** GOAL OF THE EXERCISE **
From the line with "srowen: Likewise this" through the line with "adaptive-icons", repeat the entries verbatim, both end lines included, and add nothing.

(Stored items from a collection)
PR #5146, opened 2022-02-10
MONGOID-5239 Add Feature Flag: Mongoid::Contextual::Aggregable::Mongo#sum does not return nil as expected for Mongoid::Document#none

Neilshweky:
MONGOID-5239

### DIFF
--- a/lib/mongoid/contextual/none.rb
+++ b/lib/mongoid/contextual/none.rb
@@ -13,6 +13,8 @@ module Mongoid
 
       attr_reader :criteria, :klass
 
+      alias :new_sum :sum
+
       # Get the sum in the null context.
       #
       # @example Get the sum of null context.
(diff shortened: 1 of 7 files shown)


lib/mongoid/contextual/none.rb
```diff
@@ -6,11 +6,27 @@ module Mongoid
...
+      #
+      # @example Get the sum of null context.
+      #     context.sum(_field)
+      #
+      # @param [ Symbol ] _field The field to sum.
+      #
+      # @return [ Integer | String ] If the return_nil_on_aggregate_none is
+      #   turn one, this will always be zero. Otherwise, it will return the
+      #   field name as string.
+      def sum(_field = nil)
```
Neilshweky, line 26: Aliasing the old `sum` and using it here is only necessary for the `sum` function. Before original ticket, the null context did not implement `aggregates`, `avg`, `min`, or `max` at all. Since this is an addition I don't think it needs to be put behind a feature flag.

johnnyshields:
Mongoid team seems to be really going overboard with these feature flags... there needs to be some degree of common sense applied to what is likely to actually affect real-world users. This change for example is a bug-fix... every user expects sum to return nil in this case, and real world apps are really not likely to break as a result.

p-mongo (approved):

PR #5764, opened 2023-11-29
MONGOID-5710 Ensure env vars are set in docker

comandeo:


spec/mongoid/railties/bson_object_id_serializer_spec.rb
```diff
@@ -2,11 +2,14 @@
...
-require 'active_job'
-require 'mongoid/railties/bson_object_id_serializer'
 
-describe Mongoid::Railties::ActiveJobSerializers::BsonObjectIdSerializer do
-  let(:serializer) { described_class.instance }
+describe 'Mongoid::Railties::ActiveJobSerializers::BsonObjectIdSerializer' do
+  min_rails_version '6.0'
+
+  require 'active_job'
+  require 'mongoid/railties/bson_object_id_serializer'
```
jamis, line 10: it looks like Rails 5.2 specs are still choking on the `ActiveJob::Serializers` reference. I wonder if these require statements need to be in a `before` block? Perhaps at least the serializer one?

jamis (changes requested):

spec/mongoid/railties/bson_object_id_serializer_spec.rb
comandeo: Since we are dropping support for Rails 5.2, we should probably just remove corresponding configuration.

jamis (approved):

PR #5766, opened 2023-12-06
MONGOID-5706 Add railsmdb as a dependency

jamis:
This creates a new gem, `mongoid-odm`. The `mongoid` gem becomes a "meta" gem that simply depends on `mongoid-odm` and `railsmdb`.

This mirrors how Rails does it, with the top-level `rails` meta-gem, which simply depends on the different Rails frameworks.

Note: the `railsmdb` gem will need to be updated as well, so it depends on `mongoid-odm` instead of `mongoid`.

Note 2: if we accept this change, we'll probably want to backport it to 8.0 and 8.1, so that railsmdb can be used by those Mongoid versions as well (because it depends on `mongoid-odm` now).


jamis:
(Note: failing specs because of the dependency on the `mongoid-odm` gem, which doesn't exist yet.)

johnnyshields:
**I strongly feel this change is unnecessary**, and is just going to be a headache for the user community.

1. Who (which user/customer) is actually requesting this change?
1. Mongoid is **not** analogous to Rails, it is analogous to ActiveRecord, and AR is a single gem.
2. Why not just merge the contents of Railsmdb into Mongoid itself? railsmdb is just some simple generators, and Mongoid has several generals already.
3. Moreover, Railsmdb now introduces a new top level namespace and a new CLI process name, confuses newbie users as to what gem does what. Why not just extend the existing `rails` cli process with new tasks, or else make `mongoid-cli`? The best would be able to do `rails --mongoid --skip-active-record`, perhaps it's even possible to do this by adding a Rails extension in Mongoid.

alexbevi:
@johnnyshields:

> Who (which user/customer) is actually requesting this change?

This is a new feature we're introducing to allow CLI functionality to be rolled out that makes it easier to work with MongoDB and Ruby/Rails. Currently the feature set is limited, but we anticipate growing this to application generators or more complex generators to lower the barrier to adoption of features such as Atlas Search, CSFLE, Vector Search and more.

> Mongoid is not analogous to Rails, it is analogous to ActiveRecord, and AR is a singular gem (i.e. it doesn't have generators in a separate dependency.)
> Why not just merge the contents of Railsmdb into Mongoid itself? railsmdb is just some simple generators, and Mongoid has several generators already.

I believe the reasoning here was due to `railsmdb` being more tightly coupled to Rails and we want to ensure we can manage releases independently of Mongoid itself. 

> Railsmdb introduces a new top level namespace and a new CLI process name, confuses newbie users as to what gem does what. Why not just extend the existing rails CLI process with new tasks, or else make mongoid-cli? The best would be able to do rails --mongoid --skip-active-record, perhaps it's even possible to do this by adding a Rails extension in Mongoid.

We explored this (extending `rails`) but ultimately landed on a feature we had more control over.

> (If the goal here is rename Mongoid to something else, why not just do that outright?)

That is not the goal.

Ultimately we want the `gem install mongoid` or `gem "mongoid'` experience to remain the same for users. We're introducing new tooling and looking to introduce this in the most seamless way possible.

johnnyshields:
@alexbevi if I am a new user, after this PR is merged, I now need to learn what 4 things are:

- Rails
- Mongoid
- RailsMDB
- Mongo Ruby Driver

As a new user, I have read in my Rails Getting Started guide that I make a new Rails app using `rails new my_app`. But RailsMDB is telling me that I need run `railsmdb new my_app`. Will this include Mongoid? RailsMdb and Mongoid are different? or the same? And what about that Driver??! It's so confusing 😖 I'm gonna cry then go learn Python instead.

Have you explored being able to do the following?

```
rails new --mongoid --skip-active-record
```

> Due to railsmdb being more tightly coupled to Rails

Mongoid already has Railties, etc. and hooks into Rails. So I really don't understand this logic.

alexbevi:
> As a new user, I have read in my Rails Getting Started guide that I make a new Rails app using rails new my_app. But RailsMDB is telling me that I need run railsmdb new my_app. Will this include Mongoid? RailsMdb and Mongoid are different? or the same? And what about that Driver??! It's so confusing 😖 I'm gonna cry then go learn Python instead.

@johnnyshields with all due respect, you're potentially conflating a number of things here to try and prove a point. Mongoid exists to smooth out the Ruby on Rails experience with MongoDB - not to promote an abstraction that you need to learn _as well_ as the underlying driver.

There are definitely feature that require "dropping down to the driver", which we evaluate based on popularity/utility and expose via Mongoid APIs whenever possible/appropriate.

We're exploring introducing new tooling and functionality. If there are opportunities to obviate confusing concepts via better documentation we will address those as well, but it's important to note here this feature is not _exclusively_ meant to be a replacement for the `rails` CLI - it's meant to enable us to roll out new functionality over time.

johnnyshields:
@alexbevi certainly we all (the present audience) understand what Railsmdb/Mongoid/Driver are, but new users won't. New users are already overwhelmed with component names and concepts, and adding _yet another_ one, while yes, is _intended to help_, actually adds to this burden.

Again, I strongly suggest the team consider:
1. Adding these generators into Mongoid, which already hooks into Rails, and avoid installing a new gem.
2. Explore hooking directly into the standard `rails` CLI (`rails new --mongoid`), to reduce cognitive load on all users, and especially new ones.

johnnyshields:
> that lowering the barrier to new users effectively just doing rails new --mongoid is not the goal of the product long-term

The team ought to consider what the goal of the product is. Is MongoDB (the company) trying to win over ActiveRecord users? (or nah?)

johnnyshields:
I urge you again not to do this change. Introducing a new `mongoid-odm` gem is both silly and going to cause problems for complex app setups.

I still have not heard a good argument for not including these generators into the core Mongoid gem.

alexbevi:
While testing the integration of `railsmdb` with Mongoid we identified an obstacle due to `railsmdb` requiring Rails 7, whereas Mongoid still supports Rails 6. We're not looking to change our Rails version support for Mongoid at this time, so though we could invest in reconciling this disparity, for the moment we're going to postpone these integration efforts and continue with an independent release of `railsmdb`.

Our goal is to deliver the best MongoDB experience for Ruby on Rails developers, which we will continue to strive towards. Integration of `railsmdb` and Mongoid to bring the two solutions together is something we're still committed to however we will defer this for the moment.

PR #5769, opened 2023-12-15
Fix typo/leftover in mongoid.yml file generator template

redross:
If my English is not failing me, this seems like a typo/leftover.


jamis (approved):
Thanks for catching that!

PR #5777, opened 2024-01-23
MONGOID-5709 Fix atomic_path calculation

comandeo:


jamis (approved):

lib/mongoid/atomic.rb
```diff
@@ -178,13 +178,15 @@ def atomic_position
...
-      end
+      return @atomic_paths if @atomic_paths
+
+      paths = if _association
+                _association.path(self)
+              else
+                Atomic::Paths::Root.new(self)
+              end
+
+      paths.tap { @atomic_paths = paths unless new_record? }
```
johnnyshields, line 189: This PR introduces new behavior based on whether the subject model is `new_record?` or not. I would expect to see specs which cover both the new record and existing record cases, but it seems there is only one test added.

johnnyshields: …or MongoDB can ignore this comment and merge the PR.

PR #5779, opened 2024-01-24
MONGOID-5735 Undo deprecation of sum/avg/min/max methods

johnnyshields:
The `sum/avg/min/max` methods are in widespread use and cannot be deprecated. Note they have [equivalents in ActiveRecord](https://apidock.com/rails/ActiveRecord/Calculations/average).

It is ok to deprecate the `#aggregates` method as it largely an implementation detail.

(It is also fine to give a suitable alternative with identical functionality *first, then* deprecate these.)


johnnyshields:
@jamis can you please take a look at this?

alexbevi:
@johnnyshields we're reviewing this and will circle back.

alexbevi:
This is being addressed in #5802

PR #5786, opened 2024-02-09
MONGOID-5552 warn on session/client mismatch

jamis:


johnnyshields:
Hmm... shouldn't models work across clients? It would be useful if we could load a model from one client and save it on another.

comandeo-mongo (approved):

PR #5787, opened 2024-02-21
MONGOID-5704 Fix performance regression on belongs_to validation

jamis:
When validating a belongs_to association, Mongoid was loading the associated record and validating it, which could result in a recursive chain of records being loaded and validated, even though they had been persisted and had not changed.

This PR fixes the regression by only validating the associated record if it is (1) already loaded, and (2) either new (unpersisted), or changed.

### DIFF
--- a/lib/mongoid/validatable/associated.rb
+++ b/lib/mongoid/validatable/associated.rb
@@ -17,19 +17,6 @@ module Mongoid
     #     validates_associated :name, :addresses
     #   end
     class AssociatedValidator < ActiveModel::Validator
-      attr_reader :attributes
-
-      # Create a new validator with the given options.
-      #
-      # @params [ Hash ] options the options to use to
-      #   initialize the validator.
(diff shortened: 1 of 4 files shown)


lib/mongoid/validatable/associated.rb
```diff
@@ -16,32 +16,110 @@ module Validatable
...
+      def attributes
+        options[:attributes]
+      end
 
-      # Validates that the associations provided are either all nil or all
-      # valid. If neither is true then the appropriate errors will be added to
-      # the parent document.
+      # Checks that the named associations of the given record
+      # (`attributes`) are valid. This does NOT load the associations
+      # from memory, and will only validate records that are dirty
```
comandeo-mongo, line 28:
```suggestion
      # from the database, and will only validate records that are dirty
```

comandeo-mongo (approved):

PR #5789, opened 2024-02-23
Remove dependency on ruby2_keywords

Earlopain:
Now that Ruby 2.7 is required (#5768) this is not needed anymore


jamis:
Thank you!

==

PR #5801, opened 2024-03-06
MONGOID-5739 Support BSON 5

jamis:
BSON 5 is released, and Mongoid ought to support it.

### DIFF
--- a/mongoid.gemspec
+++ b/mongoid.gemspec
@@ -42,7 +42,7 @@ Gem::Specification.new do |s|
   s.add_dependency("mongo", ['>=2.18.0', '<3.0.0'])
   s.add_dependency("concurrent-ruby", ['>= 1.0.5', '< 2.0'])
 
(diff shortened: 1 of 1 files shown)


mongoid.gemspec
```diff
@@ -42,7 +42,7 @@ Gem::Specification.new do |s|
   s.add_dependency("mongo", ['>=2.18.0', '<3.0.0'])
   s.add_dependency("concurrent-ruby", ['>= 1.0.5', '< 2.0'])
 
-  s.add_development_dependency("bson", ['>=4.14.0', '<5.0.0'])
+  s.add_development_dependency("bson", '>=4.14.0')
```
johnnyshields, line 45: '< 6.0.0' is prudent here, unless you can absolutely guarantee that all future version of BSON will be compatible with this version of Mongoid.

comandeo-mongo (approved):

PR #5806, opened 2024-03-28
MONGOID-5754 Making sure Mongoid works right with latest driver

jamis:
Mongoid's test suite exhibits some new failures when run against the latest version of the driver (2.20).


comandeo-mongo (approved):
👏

==

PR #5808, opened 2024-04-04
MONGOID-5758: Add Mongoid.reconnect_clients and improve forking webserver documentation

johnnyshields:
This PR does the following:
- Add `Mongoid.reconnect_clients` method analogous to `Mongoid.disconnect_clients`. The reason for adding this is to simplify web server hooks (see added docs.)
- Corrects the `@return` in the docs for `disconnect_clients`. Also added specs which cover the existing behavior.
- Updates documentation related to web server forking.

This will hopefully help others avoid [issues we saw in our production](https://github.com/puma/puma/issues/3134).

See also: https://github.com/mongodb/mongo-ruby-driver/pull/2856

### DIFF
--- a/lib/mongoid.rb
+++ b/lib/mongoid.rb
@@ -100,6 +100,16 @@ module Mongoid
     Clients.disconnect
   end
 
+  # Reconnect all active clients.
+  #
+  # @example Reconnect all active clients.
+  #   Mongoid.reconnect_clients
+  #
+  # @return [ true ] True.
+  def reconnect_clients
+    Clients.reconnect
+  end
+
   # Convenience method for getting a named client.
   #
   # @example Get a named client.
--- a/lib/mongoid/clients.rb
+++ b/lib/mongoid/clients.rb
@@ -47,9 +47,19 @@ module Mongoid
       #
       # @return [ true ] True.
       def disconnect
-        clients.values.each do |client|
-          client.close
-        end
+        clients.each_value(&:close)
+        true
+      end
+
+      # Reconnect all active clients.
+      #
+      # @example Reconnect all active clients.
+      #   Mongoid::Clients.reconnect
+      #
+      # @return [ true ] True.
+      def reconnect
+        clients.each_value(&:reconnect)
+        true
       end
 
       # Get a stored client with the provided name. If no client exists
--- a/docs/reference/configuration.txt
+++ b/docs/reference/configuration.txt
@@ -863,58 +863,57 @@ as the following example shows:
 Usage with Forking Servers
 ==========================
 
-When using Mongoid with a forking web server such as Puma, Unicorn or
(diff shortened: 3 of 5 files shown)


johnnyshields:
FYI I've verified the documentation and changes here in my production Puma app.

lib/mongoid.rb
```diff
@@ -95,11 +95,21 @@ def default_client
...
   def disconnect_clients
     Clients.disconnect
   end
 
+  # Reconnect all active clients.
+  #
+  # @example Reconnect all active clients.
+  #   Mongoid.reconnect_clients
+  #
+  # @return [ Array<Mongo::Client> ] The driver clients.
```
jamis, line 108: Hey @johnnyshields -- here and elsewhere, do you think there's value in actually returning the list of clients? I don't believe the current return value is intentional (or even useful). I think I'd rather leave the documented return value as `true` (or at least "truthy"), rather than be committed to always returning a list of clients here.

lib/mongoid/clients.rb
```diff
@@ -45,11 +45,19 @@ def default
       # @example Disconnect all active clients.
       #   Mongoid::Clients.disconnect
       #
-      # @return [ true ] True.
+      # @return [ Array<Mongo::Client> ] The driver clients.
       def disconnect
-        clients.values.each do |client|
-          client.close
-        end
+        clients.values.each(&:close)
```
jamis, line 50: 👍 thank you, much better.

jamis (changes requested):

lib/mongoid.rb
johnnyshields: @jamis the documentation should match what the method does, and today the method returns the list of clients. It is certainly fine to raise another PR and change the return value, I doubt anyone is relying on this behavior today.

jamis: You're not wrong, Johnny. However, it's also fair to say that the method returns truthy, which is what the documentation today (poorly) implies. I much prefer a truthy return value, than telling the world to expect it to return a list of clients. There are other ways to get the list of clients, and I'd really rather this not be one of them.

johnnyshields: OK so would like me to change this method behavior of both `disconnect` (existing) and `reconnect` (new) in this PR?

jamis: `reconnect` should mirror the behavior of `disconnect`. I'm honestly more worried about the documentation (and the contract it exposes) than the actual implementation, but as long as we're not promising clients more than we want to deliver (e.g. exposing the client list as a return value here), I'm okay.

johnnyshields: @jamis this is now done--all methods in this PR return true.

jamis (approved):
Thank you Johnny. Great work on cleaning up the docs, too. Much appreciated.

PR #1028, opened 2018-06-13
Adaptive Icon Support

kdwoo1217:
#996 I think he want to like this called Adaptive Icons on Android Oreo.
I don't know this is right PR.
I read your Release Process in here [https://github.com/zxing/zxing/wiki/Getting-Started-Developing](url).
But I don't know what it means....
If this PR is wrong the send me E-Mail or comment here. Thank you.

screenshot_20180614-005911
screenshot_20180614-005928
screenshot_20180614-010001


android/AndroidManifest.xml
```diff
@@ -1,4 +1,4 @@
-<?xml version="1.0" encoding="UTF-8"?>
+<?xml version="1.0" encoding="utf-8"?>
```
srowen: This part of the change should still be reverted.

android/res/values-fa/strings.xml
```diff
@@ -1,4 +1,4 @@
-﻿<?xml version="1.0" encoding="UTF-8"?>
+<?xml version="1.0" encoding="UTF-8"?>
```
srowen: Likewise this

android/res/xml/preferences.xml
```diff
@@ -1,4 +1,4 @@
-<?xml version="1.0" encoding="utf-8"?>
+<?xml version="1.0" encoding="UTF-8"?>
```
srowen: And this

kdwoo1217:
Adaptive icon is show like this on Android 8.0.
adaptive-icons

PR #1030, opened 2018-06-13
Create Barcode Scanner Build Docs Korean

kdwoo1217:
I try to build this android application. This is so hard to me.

** PROBLEM SOLUTION **
srowen: Likewise this

android/res/xml/preferences.xml
```diff
@@ -1,4 +1,4 @@
-<?xml version="1.0" encoding="utf-8"?>
+<?xml version="1.0" encoding="UTF-8"?>
```
srowen: And this

kdwoo1217:
Adaptive icon is show like this on Android 8.0.
adaptive-icons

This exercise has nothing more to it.